On Friday, Israel announced plans to build more than 1,800 new settler homes in the West Bank and East Jerusalem, settlement watchdog Peace Now said.
“The Islamic Republic of Iran strongly condemns the Zionist regime’s decision to continue and expand settlement construction and asks the United Nations as well as legal, international and humanitarian bodies to show serious reaction to these illegal and aggressive moves and stop this trend,” Iranian Foreign Ministry Spokeswoman Marziyeh Afkham said on Sunday.
Afkham underlined that Israel’s new decision to continue settlement activities in the Occupied Territories is assessed as a strong proof of the Zionist regime’s continued aggressions against the oppressed Palestinian nation, and renders all reconciliation plans and moves futile.

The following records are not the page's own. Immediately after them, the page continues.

PR #3065, opened 2019-08-21
Add Roave Security Advisories package as develoment dependency

### LINKED ISSUE #3053: Add Roave Security Advisories package to Composer dependencies
I recommend adding the [Roave Security Advisories](https://github.com/Roave/SecurityAdvisories) package as a development dependency.

It adds additional constraints to a Composer project that exclude any versions of packages that are known to have security vulnerabilities. This is an additional security precaution that is generally recommended for any Composer-based project.

schlessera:
Fixes #3053

Adds [Roave Security Advisories](https://github.com/Roave/SecurityAdvisories) as a development dependency, which adds constraints to Composer that automatically exclude any version of particular packages that are known to have security vulnerabilities.


schlessera:
I opted to do this immediately as it was a 2-minute change and is security-related. I hope that was ok.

Peace Now Spokesman Lior Amihai said “the housing ministry announced the plans for 1,076 units in annexed East Jerusalem and 801 in the occupied West Bank”.
"Many of the units will be built in existing settlements such as Efrat and Ariel in the West Bank, and Ramat Shlomo, Ramot and Pisgat Zeev in East Jerusalem," he said.
The report comes a week after US Secretary of State John Kerry visited the region in his latest effort to push Israeli and Palestinian leaders towards an elusive peace deal.
Israeli settlement building on occupied Palestinian territory is a key sticking point, and derailed the last round of direct talks in 2010.
More than half a million Israelis live in over 120 illegal settlements built since Israel’s occupation of the Palestinian territories of the West Bank and East al-Quds in 1967.
The United Nations and most countries regard the Israeli settlements as illegal because the territories were captured by Israel in a war in 1967 and are hence subject to the Geneva Conventions, which forbids construction on occupied lands.